What's purple and green and can transform wetlands into wastelands? No, it's not Barney using his imagination again. It's purple loosestrife, a plant that has overrun hundreds of thousands of acres of North American wetlands, replacing a diverse vegetation of grasses, sedges and other wetland plants with a purple monoculture.
People choose purple loosestrife, a beautiful plant, as a landscape perennial to provide color during the heat of summer, when many horticultural species are not in flower, and to provide nectar for honeybees when other bee plants are scarce.
Despite its attractiveness, purple loosestrife provides little value to wildlife and can harm many wildlife species by completely dominating wetlands. Purple loosestrife habitats in Missouri include pond and lake edges, streambanks and ditches in pastures, fields and roadsides. Native wetland plants die out due to shading from the tall, dense purple loosestrife stands.
Native to Europe and Asia, purple loosestrife was first brought to North America in the early 1800s. Its seeds may have journeyed here accidentally in the ballast of ships or they may have been brought here intentionally for ornamental cultivation. Purple loosestrife has long been used as an herbal medicine to stop bleeding and treat dysentery, providing another motivation for intentional introduction. The seeds also may have hitched a ride in imported wool and when the wool was washed in this country the seeds entered our waterways. It now grows in nearly all of the lower 48 states and is most widespread in the northeastern and north-central United States and Canada.
Missouri had populations of purple loosestrife as early as 1952. The first reports came from Franklin and Newton counties. Today we find it in the wild at 45 sites in 23 counties. Macon County, in the vicinity of La Plata, is home to the greatest concentration of plants.
Like most problem exotic plants, purple loosestrife has the ability to spread rapidly once established in a wetland. A single plant may produce over 100,000 tiny seeds in a growing season. The seeds remain viable for long periods in wetlands and may be spread by wind, on the feet of waterfowl or by other wetland animals. Seeds become buoyant as they begin to germinate, allowing them to float to new areas.
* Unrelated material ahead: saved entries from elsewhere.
PR #26709, opened 2026-03-09
cgen,autofree: don't clone array fn args in struct field init, add test

tankf33der:
Slightly changing the strategy — it will be more beneficial for everyone if `vlib/` works in `-autofree` mode, rather than `examples/`; examples/ will then work on its own if everything is done correctly and in full.

Right now all arrays in -autofree mode are cloned when placed into a `struct`; this is my attempt to implement an exception so that `arrays.reverse_iterator()` does not clone and it is possible to modify data in-place inside the loop.

`v -autofree test vlib/v/tests/structs/` tests continue to pass successfully, just as before the patch.

From now `v -autofree test vlib/arrays/reverse_iterator_test.v` will work in -autofree mode too.


JalonSolov:
Close/re-open to run CI with latest V.

PR #26711, opened 2026-03-09
x.crypto.mldsa: add ML-DSA signature algorithm

cestef:
This adds the ML-DSA signature algorithm, as per [FIPS 204](https://nvlpubs.nist.gov/nistpubs/fips/nist.fips.204.pdf). The code added was ported from [golang's own implementation](https://github.com/golang/go/tree/master/src/crypto/internal/fips140/mldsa) of the algorithm, thus why I added their BSD license to the code.

_They are also in the process of discussing whether to add this impl to the public go `crypto` API: https://github.com/golang/go/issues/77626_

ML-DSA is NIST's postquantum digital signature standard, which is believed to be resistant against quantum computers. It leverages the [shortest vector problem](https://en.wikipedia.org/wiki/Lattice_problem#Shortest_vector_problem_(SVP)) as the one-way function, more specifically the [short integer problem](https://en.wikipedia.org/wiki/Short_integer_solution_problem).

We implement the three parameters sets: `ML-DSA-44`, `ML-DSA-65` and `ML-DSA-87` (specified in FIPS 204, sec. 4).

Even though optional, Pre-Hash ML-DSA is also implemented in `prehash.v` (we basically sign the hash of the message instead of the message itself), and is disabled by default (configurable on `.sign(...)` via `prehash: <hash-alg>`).

The code lives at `vlib/x/crypto/mldsa`, and [XOF](https://en.wikipedia.org/wiki/Extendable-output_function) was added to the `vlib/crypto/sha3` module in `xof.v`. I can split this into a separate PR if you think this is too much.

```v
import crypto.sha3

// one-shot (existing)
digest := sha3.shake256(message, 32)

// streaming (new)
mut xof := sha3.new_shake256()
xof.write(rho)        
xof.write([u8(row)])   
xof.write([u8(col)])   
coefs := xof.read(256) // squeeze out 256 bytes

// we can read again from the same state
more := xof.read(64)

// reset and reuse
xof.reset()
xof.write(seed)
hash := xof.read(64)
```

XOF was needed because ML-DSA makes extensive use of it: we already exposed `sha3.shakeXXX()` oneshot functions, but here we need to stream input in multiple writes before reading output. See [FIPS 202](https://nvlpubs.nist.gov/nistpubs/fips/nist.fips.202.pdf) if you're curious about it, I also have a short post with visual explainations of XOFs: https://blog.cstef.dev/posts/sponge

Code is mainly tested by using [NIST's ACVP test vectors](https://pages.nist.gov/ACVP/draft-celi-acvp-ml-dsa.html) (615 total):

- [ML-DSA-keyGen-FIPS204](https://github.com/usnistgov/ACVP-Server/tree/master/gen-val/json-files/ML-DSA-keyGen-FIPS204): `nist_keygen_test.v` (75 vecs)
- [ML-DSA-sigVer-FIPS204](https://github.com/usnistgov/ACVP-Server/tree/master/gen-val/json-files/ML-DSA-sigVer-FIPS204): `nist_sigver_test.v` (180 vecs)
- [ML-DSA-sigGen-FIPS204](https://github.com/usnistgov/ACVP-Server/tree/master/gen-val/json-files/ML-DSA-sigGen-FIPS204): `nist_siggen_test.v` (360 vecs)

## Example
```v
import x.crypto.mldsa

fn main() {
        // generate a new ML-DSA-65 key pair
        sk := mldsa.PrivateKey.generate(.ml_dsa_65)!
        pk := sk.public_key()

        // sign a message (with an optional context string)
        msg := 'Hello ML-DSA'.bytes()
        sig := sk.sign(msg, context: 'not-a-drill')!

        // verify the signature with the same context
        verified := pk.verify(msg, sig, context: 'not-a-drill')!
        assert verified // true

        // deterministic signing is also available
        sig2 := sk.sign(msg, context: 'not-a-drill', deterministic: true)!
        verified2 := pk.verify(msg, sig2, context: 'not-a-drill')!
        assert verified2 // true
}
```

<details>
  <summary>Benchmarks (Intel Core Ultra 5 135U)</summary>
<p></p>

`mldsa_bench_test.v` vs `BenchmarkMLDSA` @ [`crypto/internal/fips140test`](https://github.com/golang/go/tree/b7d1c5887561ee5502b6c04baaa27ead13b63971/src/crypto/internal/fips140test)

  | Operation | Param | Go | V | V/Go |
  |-----------|-------|----|---|---------|
  | **KeyGen** | ML-DSA-44 | 165 µs | 120 µs | **1.38** |
  | | ML-DSA-65 | 250 µs | 194 µs | **1.29** |
  | | ML-DSA-87 | 328 µs | 316 µs | **1.04** |
  | **Sign** | ML-DSA-44 | 275 µs | 261 µs | **1.06** |
  | | ML-DSA-65 | 453 µs | 434 µs | **1.04** |
  | | ML-DSA-87 | 498 µs | 469 µs | **1.06** |
  | **Verify** | ML-DSA-44 | 127 µs | 35 µs | **3.66** |
  | | ML-DSA-65 | 186 µs | 47 µs | **3.94** |
  | | ML-DSA-87 | 273 µs | 67 µs | **4.10** |

  </details>

Closes https://github.com/vlang/v/issues/26683

---

_This replaces #26708, which was accidentally closed during a history rewrite._

### DIFF
--- a/vlib/x/crypto/mldsa/mldsa.v
+++ b/vlib/x/crypto/mldsa/mldsa.v
@@ -118,8 +118,25 @@ pub fn (sk &PrivateKey) sign(msg []u8, opts SignerOpts) ![]u8 {
 	return sign_internal(sk, mu, slice_to_32(rand.read(32)!))
 }
 
+// sign_mu signs a precomputed mu value with explicit randomness.
+// mu must be 64 bytes. rnd must be 32 bytes (use all zeros for deterministic signing).
+pub fn (sk &PrivateKey) sign_mu(mu []u8, rnd []u8) ![]u8 {
+	if mu.len != 64 {
+		return error('mu must be 64 bytes')
+	}
+	if rnd.len != 32 {
+		return error('rnd must be 32 bytes')
+	}
+	return sign_internal(sk, slice_to_64(mu), slice_to_32(rnd))
+}
+
 pub fn (pk &PublicKey) bytes() []u8 {
 	return pk.raw.clone()
+}
+
+// tr returns the 64-byte transcript hash (H(pk)) used in mu computation.
+pub fn (pk &PublicKey) tr() []u8 {
+	return pk.tr[..]
 }
 
 pub fn (pk &PublicKey) equal(other &PublicKey) bool {
@@ -292,7 +309,8 @@ fn new_public_key(raw []u8, p Params) !PublicKey {
 }
 
 // algo. 2, lines 10-11: M' = 0x00 || |ctx| || ctx || M; mu = H(tr || M', 64)
-fn compute_mu(tr []u8, msg []u8, context string) [64]u8 {
+// compute_mu computes mu = H(tr || M', 64) where M' = 0x00 || |ctx| || ctx || msg.
+pub fn compute_mu(tr []u8, msg []u8, context string) [64]u8 {
 	mut h := sha3.new_shake256()
 	h.write(tr)
 	h.write([u8(0)]) // pure mode domain sep
--- a/vlib/x/crypto/mldsa/mldsa_test.v
+++ b/vlib/x/crypto/mldsa/mldsa_test.v
@@ -145,6 +145,72 @@ fn test_prehash_sign_verify() {
 	}
 }
 
+fn test_field_to_montgomery_roundtrip() {
+	for val in [u32(0), 1, 2, 100, 1000, q - 1] {
+		m := field_to_montgomery(val) or { panic(err) }
+		back := field_from_montgomery(m)
+		assert back == val, 'roundtrip failed for ${val}: got ${back}'
+	}
+}
+
+fn test_field_add_sub() {
+	a := field_to_montgomery(100) or { panic(err) }
+	b := field_to_montgomery(200) or { panic(err) }
+	sum := field_add(a, b)
+	assert field_from_montgomery(sum) == 300
+
+	diff := field_sub(sum, b)
+	assert field_from_montgomery(diff) == 100
+}
+
+fn test_field_mul() {
+	a := field_to_montgomery(1000) or { panic(err) }
+	b := field_to_montgomery(2000) or { panic(err) }
+	prod := field_montgomery_mul(a, b)
+	assert field_from_montgomery(prod) == (1000 * 2000) % q
+}
+
+fn test_ntt_inverse_ntt_roundtrip() {
+	mut f := RingElement{}
+	for i in 0 .. n {
+		f[i] = field_to_montgomery(u32(i % 100)) or { panic(err) }
+	}
+	ntt_f := ntt(f)
+	back := inverse_ntt(ntt_f)
+	for i in 0 .. n {
+		assert field_from_montgomery(back[i]) == field_from_montgomery(f[i]), 'NTT roundtrip failed at index ${i}'
+	}
+}
+
+fn test_ntt_mul_is_polynomial_product() {
+	// (1 + x)^2 ?= x^2 + 2x + 1
+	mut a := RingElement{}
+	a[0] = field_to_montgomery(1) or { panic(err) }
+	a[1] = field_to_montgomery(1) or { panic(err) }
+
+	a_ntt := ntt(a)
+	prod_ntt := ntt_mul(a_ntt, a_ntt)
+	prod := inverse_ntt(prod_ntt)
+
+	assert field_from_montgomery(prod[0]) == 1, 'expected x^2'
+	assert field_from_montgomery(prod[1]) == 2, 'expected 2x'
+	assert field_from_montgomery(prod[2]) == 1, 'expected 1'
+
+	for i in 3 .. n {
+		assert field_from_montgomery(prod[i]) == 0, 'expected 0 at index ${i}, got ${field_from_montgomery(prod[i])}'
+	}
+}
+
+fn test_power2_round() {
+	for val in [u32(0), 1, 100, 1000, q / 2, q - 1] {
+		r := field_to_montgomery(val) or { panic(err) }
+		hi, lo := power2_round(r)
+		reconstructed := field_add(field_to_montgomery(u32(hi) << d) or { panic(err) },
+			lo)
+		assert field_from_montgomery(reconstructed) == val, 'power2_round failed for ${val}'
+	}
+}
+
 fn test_private_key_roundtrip() {
 	for kind in [Kind.ml_dsa_44, .ml_dsa_65, .ml_dsa_87] {
 		seed := []u8{len: 32, init: 0x04}
--- a/vlib/x/crypto/mldsa/prehash.v
+++ b/vlib/x/crypto/mldsa/prehash.v
@@ -52,7 +52,8 @@ fn prehash_message(msg []u8, ph PreHash) []u8 {
 
 // algo. 4, line 23: M' = 0x01 || |ctx| || ctx || OID || PH(M)
 // algo. 7, line 6: mu = H(tr || M')
-fn compute_mu_prehash(tr []u8, msg []u8, context string, ph PreHash) [64]u8 {
+// compute_mu_prehash computes mu for prehash mode: H(tr || 0x01 || |ctx| || ctx || OID || PH(msg), 64).
+pub fn compute_mu_prehash(tr []u8, msg []u8, context string, ph PreHash) [64]u8 {
 	mut h := sha3.new_shake256()
 	h.write(tr)
 	h.write([u8(0x01)]) // domain sep


JalonSolov:
Tsk.  The Markdown stuff is from @medvednikov changelog edits.  Don't worry about those.

JalonSolov:
Closing/re-opening to re-run CI with latest V.

JalonSolov:
You have one example in the readme... how about some tests, to guard against regressions?

vlib/crypto/sha3/xof.v
```diff
@@ -0,0 +1,134 @@
+// Copyright (c) 2023 Kim Shrier. All rights reserved.
+// Use of this source code is governed by an MIT license
+// that can be found in the LICENSE file.
+
+// streaming shake-128/256 xof per FIPS 202
+// https://nvlpubs.nist.gov/nistpubs/fips/nist.fips.202.pdf
+
+module sha3
+
+pub struct Shake {
```
blackshirt, line 11: Is this should be marked with `@[noinit]` tag ? there are constructor for this and i think the outside user should be prohibited to create this opaque directly with `sha3.Shake{}`

vlib/crypto/sha3/xof.v
```diff
@@ -0,0 +1,134 @@
...
+pub fn new_shake256() &Shake {
+	return &Shake{
+		rate: xof_rate_256
+	}
+}
+
+// write absorbs more data into the sponge state.
+// Panics if called after `read`.
+@[direct_array_access]
+pub fn (mut s Shake) write(data []u8) {
```
blackshirt, line 37: I think its should follow the `io.Writer`  and `hash.Hash.write` semantics, so aligns with the rest

vlib/crypto/sha3/xof.v
```diff
@@ -0,0 +1,134 @@
...
+
+	state_bytes := s.s.to_bytes()
+	s.squeeze_buf = state_bytes[..s.rate].clone()
+	s.input_buffer = []u8{}
+}
+
+// read squeezes `out_len` bytes from the sponge state.
+// Finalizes the sponge on first call; further calls to `write` will panic.
+@[direct_array_access]
+pub fn (mut s Shake) read(out_len int) []u8 {
```
blackshirt, line 105: Even we have no `interface XOF`, i think  this also should follow the `io.Reader` semantic

vlib/x/crypto/mldsa/mldsa_test.v
blackshirt: I think this tests must stay here and also other basic tests, ands moves publicly intensive tests into `slower_tests` repo

vlib/x/crypto/mldsa/field.v
```diff
@@ -16,9 +16,9 @@ const mont_minus_one = u32(4186625) // (q-1)*R mod q
 const n = 256
 const d = 13
 
-type FieldElement = u32
-type RingElement = [256]FieldElement
-type NttElement = [256]FieldElement
+pub type FieldElement = u32
```
blackshirt: Is this really used outside the module ? or internal implementation detail

vlib/x/crypto/mldsa/field.v
```diff
@@ -16,9 +16,9 @@ const mont_minus_one = u32(4186625) // (q-1)*R mod q
...
+pub type RingElement = [256]FieldElement
```
blackshirt: What's usecases or benefit export them to the outside ?
Mostly, field element was tightly coupled with internal specific detail of they operates on

cestef:
> You have one example in the readme... how about some tests, to guard against regressions?

@JalonSolov

I was told they should be moved to vlang/slower_tests, see https://github.com/vlang/slower_tests/pull/5

I will be adding a few basic test vectors back here as well, maybe validating against the go impl as @tankf33der mentioned

tankf33der:
> > You have one example in the readme... how about some tests, to guard against regressions?
> 
> @JalonSolov
> 
> I was told they should be moved to vlang/slower_tests, see [vlang/slower_tests#5](https://github.com/vlang/slower_tests/pull/5)
> 
> I will be adding a few basic test vectors back here as well, maybe validating against the go impl as @tankf33der mentioned

@cestef - I remind you that they should have as much coverage as possible, whatever that means — only you can do this, it is your responsibility. Thank you.

vlib/x/crypto/mldsa/mldsa.v
```diff
@@ -0,0 +1,423 @@
...
+pub struct PrivateKey {
+	seed [32]u8
+	pk   PublicKey
+	s1   []NttElement // len = l
+	s2   []NttElement // len = k
+	t0   []NttElement // len = k
+	k    [32]u8
+}
+
+pub struct PublicKey {
```
blackshirt: Its also should have `@[noinit]`

vlib/crypto/sha3/xof.v
cestef: the `Shake` XOF API intentionally differs from `io.Writer`/`io.Reader` (I initially implemented it like you mentioned), absorption never fails (so `!int` is _kindof_ misleading) and squeezing produces exact byte counts (so `read(n) []u8` makes more sense than preallocating a buffer imo?). Go's `ShakeHash` also never returns errors from write/read, the signatures exist only for interface conformance. No harm in implementing a io.Reader/Writer wrapper though, if that's you meant!

vlib/crypto/sha3/xof.v
cestef: done in [664dde3](https://github.com/vlang/v/pull/26711/commits/664dde38646177e0224e7eb4d318383bab160832)

cestef:
I added a `gen.vsh` script that downloads the golang source at master and adds `gen.go` into it. we need to do this kind of hack because go hasn't yet put their mldsa in their public crypto api.

we currently test against 12 test vecs (4 per kind, 44/65/87), to regenerate test vectors:

```bash
v run vlib/x/crypto/mldsa/testdata/gen.vsh
```

this will pull https://github.com/golang/go on master to `/tmp/go`, build the toolchain, add our gen.go and run it.
test vecs will be at `vlib/x/crypto/mldsa/testdata/vectors.json`, to be then used in `mldsa_test.v`

is this what you had in mind? @tankf33der

JalonSolov:
It doesn't need to be tested against the Go code, it just needs to be tested that it gets the "correct" output.

In other words, hash something, then check that against the _known_ hash value.  Things like that.

Simple unit tests that make sure the code isn't completely broken.

Small tests like that can go in the main repo.

Larger tests that take longer should go to the slow tests repo.

cestef:
> It doesn't need to be tested against the Go code, it just needs to be tested that it gets the "correct" output.

@JalonSolov 
right, we are simply using go's implementation (supposed to be a correct one) to generate those values (once in a while, not in the CI) and compare against them. we also have few roundtrip tests (pk roundtrip, sk roundtrip) and that's it for the unit tests in the main repo.

do you think this is too overkill?

JalonSolov:
Not as long as they don't slow things down too much.  And generating the hashes with Go is completely disconnected.

Technically, Go shouldn't be involved at all, unless we find a problem with the hashes already generated - those should be hard-coded in the tests.

cestef:
CI having a rough day huh

tankf33der:
@cestef I played around with the code and got a lot of emotions out of it. I managed to make the code hang on the signature. If you make the private key fields public and modifiable and simply zero out the first value, the code will hang. This is not a problem, right?

```v
import x.crypto.mldsa

fn main() {
	mut pr := mldsa.PrivateKey.generate(mldsa.Kind.ml_dsa_44)!
	pr.t0[0][0] = 0
	_ := pr.sign([]u8{len: 10_000, init: index})!
}
```

cestef:
@tankf33der yeah that's expected, ML-DSA signing uses rejection sampling. so if you corrupt the key internals it can loop forever. I'll add a max iteration count as a safeguard though, good catch

tankf33der:
@cestef - add tests from `wycheproof` project for mldsa to `slower_tests` too.

cestef:
> @cestef - add tests from `wycheproof` project for mldsa to `slower_tests` too.

see [a0f6035](https://github.com/vlang/slower_tests/pull/5/commits/a0f60357ae7dc6245abd5f90eea0eedaea983366)

blackshirt:
> @cestef I played around with the code and got a lot of emotions out of it. I managed to make the code hang on the signature. If you make the private key fields public and modifiable and simply zero out the first value, the code will hang. This is not a problem, right?
> 
> ```v
> import x.crypto.mldsa
> 
> fn main() {
> 	mut pr := mldsa.PrivateKey.generate(mldsa.Kind.ml_dsa_44)!
> 	pr.t0[0][0] = 0
> 	_ := pr.sign([]u8{len: 10_000, init: index})!
> }
> ```

I think, allowing modifies directly in that fashion was not a good thing

cestef:
good to go on my end. let me know if anything else needs changes

JalonSolov:
Close/re-open again.

tankf33der:
@cestef lets add XOF test vectors for sha3 too to `slower_tests` repo

https://csrc.nist.gov/CSRC/media/Projects/Cryptographic-Algorithm-Validation-Program/documents/sha3/shakebytetestvectors.zip contains variable output vectors.

cestef:
@tankf33der see https://github.com/vlang/slower_tests/pull/5/commits/8ab7e608891408e42858e3f519655ce7742cf079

Conservation Department land managers have been attempting to eradicate purple loosestrife since the late 1980s. A spray crew annually visits known sites in mid-summer and applies herbicide to the plants before they produce seeds. A shortcoming of herbicide treatments is that they must be repeated annually. If any residual seeds persist in the soil, they will continue to germinate in successive years until the seed bank is exhausted.
Treatment of sites on private land requires permission of landowners. Most private landowners are cooperative and allow Conservation Department employees to apply herbicides to loosestrife colonies on their land. However, some landowners like the plant for its beauty and don't consider it a problem because it occupies unused habitats, such as pond banks, ditches, and wet areas. The danger in allowing populations to persist, however, is that purple loosestrife eventually will find its way into natural wetlands and greatly diminish the variety of plants and animals that live there.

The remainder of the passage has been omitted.